[ENTRIES PROVIDED Boundary: Start]

PR #4314, opened 2021-04-26
Fix S3927 FP: should not treat public methods having EditorBrowsable(EditorBrowsableState.Never) as bug

### LINKED ISSUE #2689: S3927 should not treat public methods as bug
### Description

I have a few false positive bugs with sonaranalyzer S3927.
See https://sonarcloud.io/project/issues?id=OpenRIAServices_OpenRiaServices&resolutions=FALSE-POSITIVE

The rule requires methods to be private, but that is not a requirement from the framework.
See source at https://referencesource.microsoft.com/#mscorlib/system/runtime/serialization/serializationeventscache.cs,41

On the contrary in medium trust scenarios (not that common anymore) and some older implementations the methods cannot be private but must be public (or internal with internal access granted to different framework assemblies). However in that scenario it is recommended to hide it using editorbrowsable attribute just as in the code refered to below.

If you really want to warn against public methods you should change it to a code smell.

Another side issue (not important to me personally) is that **virtual is not allowed for the methods**, which would probably be better to raise bugs for.

I understand if this is not a top priority for you, but I want to record the issue so that you are aware of it. Also adding a check for virtual might be nice to have and be very easy for your developers to do.

### Repro steps

See code at 
https://sonarcloud.io/project/issues?id=OpenRIAServices_OpenRiaServices&open=AWf-_5guXONnvcWDclJp&resolutions=FALSE-POSITIVE

repository is availible at github OpenRiaServices/OpenRiaServices

### Expected behavior

Please provide a description of the behavior you expect.

Having public serialization methods with `[EditorBrowsable(EditorBrowsableState.Never)]` should not be a bug. It is a with acceptable with a code smell however.

Or at least update documentation to say that it is bad practice but not a bug to have it public.

### Actual behavior

Please provide a description of the actual behavior you observe.

The usage is reported as a bug.

### Known workarounds

Please provide a description of any known workarounds.

*

### Related information

Last sonarcloud and azure devops sonarcloud plugin as per 2019-09-28

dmitry-golovinov-sonarsource:
Fixes #2689

### DIFF
--- a/analyzers/src/SonarAnalyzer.CSharp/Rules/ImplementSerializationMethodsCorrectly.cs
+++ b/analyzers/src/SonarAnalyzer.CSharp/Rules/ImplementSerializationMethodsCorrectly.cs
@@ -48,5 +48,12 @@ namespace SonarAnalyzer.Rules.CSharp
                 .FirstOrDefault()
                 ?.Identifier
                 .GetLocation();
+
+        protected override bool ContainsMatchingAttributes(IMethodSymbol methodSymbol) =>
+            base.ContainsMatchingAttributes(methodSymbol) && !HiddenByEditorBrowsableAttribute(methodSymbol);
+
+        private static bool HiddenByEditorBrowsableAttribute(IMethodSymbol methodSymbol) =>
+            methodSymbol.GetAttributes(KnownType.System_ComponentModel_EditorBrowsableAttribute)
+                .Any(x => x.ConstructorArguments.Any(a => a.Type.Is(KnownType.System_ComponentModel_EditorBrowsableState) && 1.CompareTo(a.Value) == 0));
     }
 }
--- a/analyzers/src/SonarAnalyzer.CSharp/Rules/ImplementSerializationMethodsCorrectly.cs
+++ b/analyzers/src/SonarAnalyzer.CSharp/Rules/ImplementSerializationMethodsCorrectly.cs
@@ -54,6 +54,6 @@ namespace SonarAnalyzer.Rules.CSharp
 
         private static bool HiddenByEditorBrowsableAttribute(IMethodSymbol methodSymbol) =>
             methodSymbol.GetAttributes(KnownType.System_ComponentModel_EditorBrowsableAttribute)
-                .Any(x => x.ConstructorArguments.Any(a => a.Type.Is(KnownType.System_ComponentModel_EditorBrowsableState) && 1.CompareTo(a.Value) == 0));
+                .Any(x => x.ConstructorArguments.Any(a => 1.CompareTo(a.Value) == 0));
     }
 }
--- a/analyzers/src/SonarAnalyzer.CSharp/Rules/ImplementSerializationMethodsCorrectly.cs
+++ b/analyzers/src/SonarAnalyzer.CSharp/Rules/ImplementSerializationMethodsCorrectly.cs
@@ -48,12 +48,5 @@ namespace SonarAnalyzer.Rules.CSharp
                 .FirstOrDefault()
                 ?.Identifier
                 .GetLocation();
-
-        protected override bool ContainsMatchingAttributes(IMethodSymbol methodSymbol) =>
-            base.ContainsMatchingAttributes(methodSymbol) && !HiddenByEditorBrowsableAttribute(methodSymbol);
-
-        private static bool HiddenByEditorBrowsableAttribute(IMethodSymbol methodSymbol) =>
-            methodSymbol.GetAttributes(KnownType.System_ComponentModel_EditorBrowsableAttribute)
-                .Any(x => x.ConstructorArguments.Any(a => 1.CompareTo(a.Value) == 0));
     }
 }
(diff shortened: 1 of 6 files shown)


analyzers/tests/SonarAnalyzer.UnitTest/TestCases/ImplementSerializationMethodsCorrectly.CSharp9.cs
```diff
@@ -55,6 +56,38 @@ public record Foo
...
+    public void OnDeserializing3(StreamingContext context) { }          // Compliant
+
+    [OnSerializing]
+    [EditorBrowsable(EditorBrowsableState.Never)]
+    public void OnSerializing3(StreamingContext context) { }            // Compliant
+
+    [OnSerialized]
+    [EditorBrowsable(EditorBrowsableState.Never)]
+    int OnSerialized3(StreamingContext context) { return 1; }           // Compliant
+
```
costin-zaharia-sonarsource, line 90: Do we need to duplicate the cases from `ImplementSerializationMethodsCorrectly.cs` aslo here?

analyzers/src/SonarAnalyzer.CSharp/Rules/ImplementSerializationMethodsCorrectly.cs
```diff
@@ -48,5 +48,12 @@ public sealed class ImplementSerializationMethodsCorrectly : ImplementSerializat
                 .FirstOrDefault()
                 ?.Identifier
                 .GetLocation();
+
+        protected override bool ContainsMatchingAttributes(IMethodSymbol methodSymbol) =>
+            base.ContainsMatchingAttributes(methodSymbol) && !HiddenByEditorBrowsableAttribute(methodSymbol);
+
+        private static bool HiddenByEditorBrowsableAttribute(IMethodSymbol methodSymbol) =>
+            methodSymbol.GetAttributes(KnownType.System_ComponentModel_EditorBrowsableAttribute)
+                .Any(x => x.ConstructorArguments.Any(a => 1.CompareTo(a.Value) == 0));
```
costin-zaharia-sonarsource, line 57: Can't we check the editor attributes in the base class to have this issue fixed also for VB?

costin-zaharia-sonarsource (changes requested):

analyzers/src/SonarAnalyzer.CSharp/Rules/ImplementSerializationMethodsCorrectly.cs
dmitry-golovinov-sonarsource: You are right, initially I was not able to find that it is also applicable to VB, that's why I've moved the implementation to CS part. Will fix it!

analyzers/tests/SonarAnalyzer.UnitTest/TestCases/ImplementSerializationMethodsCorrectly.CSharp9.cs
dmitry-golovinov-sonarsource: So basically in CSharp9 we want to test only C#9 specific syntax only, right?

analyzers/src/SonarAnalyzer.Common/Helpers/KnownType.cs
```diff
@@ -197,6 +197,8 @@ internal sealed class KnownType
         internal static readonly KnownType System_Collections_Specialized_NameObjectCollectionBase = new KnownType("System.Collections.Specialized.NameObjectCollectionBase");
         internal static readonly KnownType System_Collections_Specialized_NameValueCollection = new KnownType("System.Collections.Specialized.NameValueCollection");
         internal static readonly KnownType System_ComponentModel_DefaultValueAttribute = new KnownType("System.ComponentModel.DefaultValueAttribute");
+        internal static readonly KnownType System_ComponentModel_EditorBrowsableAttribute = new KnownType("System.ComponentModel.EditorBrowsableAttribute");
+        internal static readonly KnownType System_ComponentModel_EditorBrowsableState = new KnownType("System.ComponentModel.EditorBrowsableState");
```
pavel-mikula-sonarsource, line 201: This one isn't used
```suggestion
```

analyzers/src/SonarAnalyzer.Common/Rules/ImplementSerializationMethodsCorrectlyBase.cs
```diff
@@ -71,6 +71,10 @@ public abstract class ImplementSerializationMethodsCorrectlyBase : SonarDiagnost
                 },
                 SymbolKind.Method);
 
+        private static bool HiddenByEditorBrowsableAttribute(IMethodSymbol methodSymbol) =>
+            methodSymbol.GetAttributes(KnownType.System_ComponentModel_EditorBrowsableAttribute)
+                .Any(x => x.ConstructorArguments.Any(a => 1.CompareTo(a.Value) == 0));
```
pavel-mikula-sonarsource, line 76: This should be dejavalized to remove the indirection `1.CompareTo(a.Value) == 0`

analyzers/tests/SonarAnalyzer.UnitTest/TestCases/ImplementSerializationMethodsCorrectly.CSharp9.cs
pavel-mikula-sonarsource: Yes

pavel-mikula-sonarsource (approved):
LGTM

costin-zaharia-sonarsource (approved):
LGTM!

PR #4316, opened 2021-04-26
Fix S1854, S2583 and S2589 FPs related to Try/Catch

### LINKED ISSUE #2590: Fix S2583/S2589 FP: On null check if instance is used in try block
### Description

A S2583 is detected when checking for null when a variable is assinged using a function and the object is used inside a try block. Similarly a S2589 is detected when checking for not null when a variable is assinged using a function and the object is used inside a try block

### Repro steps

```
static class Program
{
    static void Main()
    {
        var foo = GetFoo(Guid.Empty);

        try
        {
            foo.Write();
        }
        catch
        {
            // Do nothing
        }

        if (foo == null) // S2583
        {
            Console.WriteLine("Foo is null");
        }

        if (foo != null) // 2589
        {
            Console.WriteLine("Foo is not null");
        }
    }

    static Foo GetFoo(Guid id)
    {
        return id != Guid.Empty ? new Foo(id) : null;
    }

    class Foo
    {
        private Guid Id { get; }

        public Foo(Guid id)
        {
            Id = id;
        }

        public void Write()
        {
            Console.WriteLine(Id);
        }
    }
}
```

### Expected behavior

No warnings

### Actual behavior

A S2583 warning on `if (foo == null)` and a 2589 warning on `if (foo != null)`

### Related information

* SonarC# Version 7.16.0.8981
* Visual Studio Version 16.1.5
* .NET Core 2.2

### LINKED ISSUE #2596: Fix S1854 FP: Try/Catch statement with constant value propagation
In the following code, SonarAnalyzer.CSharp 7.16.0.8981 flags `S1854: Remove this useless assignment to local variable 'length'.` Is this a false positive?

```
using System;
using System.IO;

namespace S1854_False_Positive
{
    public static class C
    {
        public static long GetFileLength(string path)
        {
            const int unknownfilelength = -1;
            long length = unknownfilelength;
            try
            {
                length = new FileInfo(path).Length;
            }
            catch (Exception e)
            {
                Console.WriteLine(e);
            }
            return length;
        }
    }
}
```

### LINKED ISSUE #2598: Fix S1854 FP: Try/Catch with cast `(string) null`
### Description

if you initialize string `s = null` and `var s = default(string);` [S1854 dead stores](https://rules.sonarsource.com/csharp/RSPEC-1854) it won't raise. 

There is a bug here because we don't support the cast (string) null

### Repro steps

```

        public static string WithCastedNull(string path)
        {
            string length = (string)null; // Noncompliant FP
            try
            {
                length = new System.IO.FileInfo(path).Length.ToString();
            }
            catch (Exception e)
            {
                Console.WriteLine(e);
            }
            return length;
        }

```

### Expected behavior

No issue, just as with 

```
            string length = default(string);
            string length = null;
```

### Actual behavior

Raises FP

### Related information

* SonarC# Version 7.16

Initially reported by  @antoinebj  as a comment to #2596

### LINKED ISSUE #2600: Fix S2589 / S1854 FP: There is only one block for the `try` body in the CFG
### Description

See below. It's a tricky one because, to fix this, we should make a block for every statement inside the try block that can either continue or throw.

### Repro steps

```
        public int Start()
        {
            const int x = -1;
            int exitCode = x; // Noncompliant FP - if Archive throws, it will be returned
            try
            {
                Archive(); // can throw here

                exitCode = 1;
            }
            catch (SystemException e)
            {

            }

            return exitCode;
        }
```

### Expected behavior

No issue

### Related information

* SonarC# Version 7.16

This was reported on the [community forum](https://community.sonarsource.com/t/s1854-false-positive/13263)

### LINKED ISSUE #2761: S2583 FP in try/catch
### Description

The S2583 warning sometimes occurs as a false positive (note, a lot of other fixes since 4.12 has made it in, thankyou! so this is new since 4.12).

### Repro steps

Consider the following code block:

```csharp
public static void CreateDirectory(string directory)
{
    string fullPath = GetFullPath(directory, WorkDirectory);

    if (Directory.Exists(fullPath)) return;

    bool created = false;
    int attempts = CopyWaitAttempts;

    DeleteFile(fullPath);
    do {
        try {
            Directory.CreateDirectory(fullPath);
            created = true;
        } catch (AccessViolationException) {
            if (attempts == 0) throw;
        } catch (UnauthorizedAccessException) {
            // On windows occurs if the file is already open.
            if (attempts == 0) throw;
        }

        if (!created) {
            // If the copy failed, it's because it's probably already open somewhere else. So we
            // wait 250ms and try again.
            --attempts;
            Thread.Sleep(CopyWaitInterval);
        }
    } while (!created);
}
```

It complains that the variable `created` always evaluates to `false`. This is not the case, as we see that in the try/catch block it is set to true if successful, and only on some specific exceptions with some specific conditions, the catch blocks fall through and the variable remains `false`. So come to the `if (!created)` line, the variable `created` is true if the directory was created, or false if there was an exception.

### Expected behavior

S2583 is able to analyze that an exception can occur anywhere within the try section, fall through a catch section, and so a variable may change, or it may not change.

### Actual behavior

See the description, false warning.

### Known workarounds

None.

### Related information

* SonarC# Version 4.13.0.1687
* Visual Studio Version 2019 16.3.6

### LINKED ISSUE #2766: S1854 FP: Variable assignment in catch block is not recognized
### Description

Variable assignment in `catch` should be allowed.

### Repro steps

https://github.com/sm-g/AnalyzerIssues/blob/master/AnalyzerIssues/S1854.cs

Notice, that there is no false positive when `try` without `return`.

### Related information

* SonarC# Version 8.0.0.9566
* Visual Studio Version 16.3.6

pavel-mikula-sonarsource:
Fixes #2590
Fixes #2596
Fixes #2598
Fixes #2600
Fixes #2761
Fixes #2766

First squash commit doesn't need a review

### DIFF
--- a/analyzers/src/SonarAnalyzer.CSharp/Helpers/MutedSyntaxWalker.cs
+++ b/analyzers/src/SonarAnalyzer.CSharp/Helpers/MutedSyntaxWalker.cs
@@ -54,6 +54,8 @@ namespace SonarAnalyzer.Helpers
         private readonly SyntaxNode root;
         private readonly ISymbol[] symbols;
         private bool isMuted;
+        private bool isInTryOrCatch;
+        private bool isOutsideTryCatch;
 
         public MutedSyntaxWalker(SemanticModel semanticModel, SyntaxNode node)
             : this(semanticModel, node, node.DescendantNodesAndSelf().OfType<IdentifierNameSyntax>().Select(x => semanticModel.GetSymbolInfo(x).Symbol).WhereNotNull().ToArray()) { }
@@ -71,7 +73,7 @@ namespace SonarAnalyzer.Helpers
             {
                 Visit(root);
             }
-            return isMuted;
+            return isMuted || (isInTryOrCatch && isOutsideTryCatch);
         }
 
         public override void Visit(SyntaxNode node)
@@ -87,6 +89,15 @@ namespace SonarAnalyzer.Helpers
             if (symbols.FirstOrDefault(x => node.NameIs(x.Name) && x.Equals(semanticModel.GetSymbolInfo(node).Symbol)) is { } symbol)
             {
                 isMuted = IsInTupleAssignmentTarget() || IsUsedInLocalFunction(symbol) || IsInUnsupportedExpression();
+                if (HasAncestor(SyntaxKind.TryStatement))
+                {
+                    // We're only interested in "try" and "catch" blocks. Don't count "finally" block
+                    isInTryOrCatch = isInTryOrCatch || !HasAncestor(SyntaxKind.FinallyClause);
+                }
+                else
+                {
+                    isOutsideTryCatch = true;
+                }
             }
             base.VisitIdentifierName(node);
 
@@ -96,10 +107,13 @@ namespace SonarAnalyzer.Helpers
             bool IsUsedInLocalFunction(ISymbol symbol) =>
                 // We don't mute it if it's declared and used in local function
                 !(symbol.ContainingSymbol is IMethodSymbol containingSymbol && containingSymbol.MethodKind == MethodKindEx.LocalFunction)
-                && node.FirstAncestorOrSelf<SyntaxNode>(x => x.IsKind(SyntaxKindEx.LocalFunctionStatement)) != null;
+                && HasAncestor(SyntaxKindEx.LocalFunctionStatement);
 
             bool IsInUnsupportedExpression() =>
                 node.FirstAncestorOrSelf<SyntaxNode>(x => x.IsAnyKind(SyntaxKindEx.IndexExpression, SyntaxKindEx.RangeExpression)) != null;
+
+            bool HasAncestor(SyntaxKind kind) =>
+                node.FirstAncestorOrSelf<SyntaxNode>(x => x.IsKind(kind)) != null;
         }
     }
 }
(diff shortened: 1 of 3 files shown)


analyzers/src/SonarAnalyzer.CSharp/Helpers/MutedSyntaxWalker.cs
```diff
@@ -0,0 +1,130 @@
...
+            root = node.Ancestors().FirstOrDefault(x => x.IsAnyKind(RootKinds));
+        }
+
+        public bool IsMuted()
+        {
+            if (symbols.Any() && root != null)
+            {
+                Visit(root);
+            }
+            return isMuted || (isInTryOrCatch && isOutsideTryCatch);
```
csaba-sagi-sonarsource, line 76: It would be nice to add a comment explaining why we look for both in and outside of trycatch.

csaba-sagi-sonarsource (approved):
LGTM

analyzers/src/SonarAnalyzer.CSharp/Helpers/MutedSyntaxWalker.cs
pavel-mikula-sonarsource: It's quite clear from the variable names IMO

[ENTRIES PROVIDED Boundary: End]

Look through the entries above for the word "smell". Copy every line where it shows up.

## FINAL ANSWER
If you really want to warn against public methods you should change it to a code smell.
Having public serialization methods with `[EditorBrowsable(EditorBrowsableState.Never)]` should not be a bug. It is a with acceptable with a code smell however.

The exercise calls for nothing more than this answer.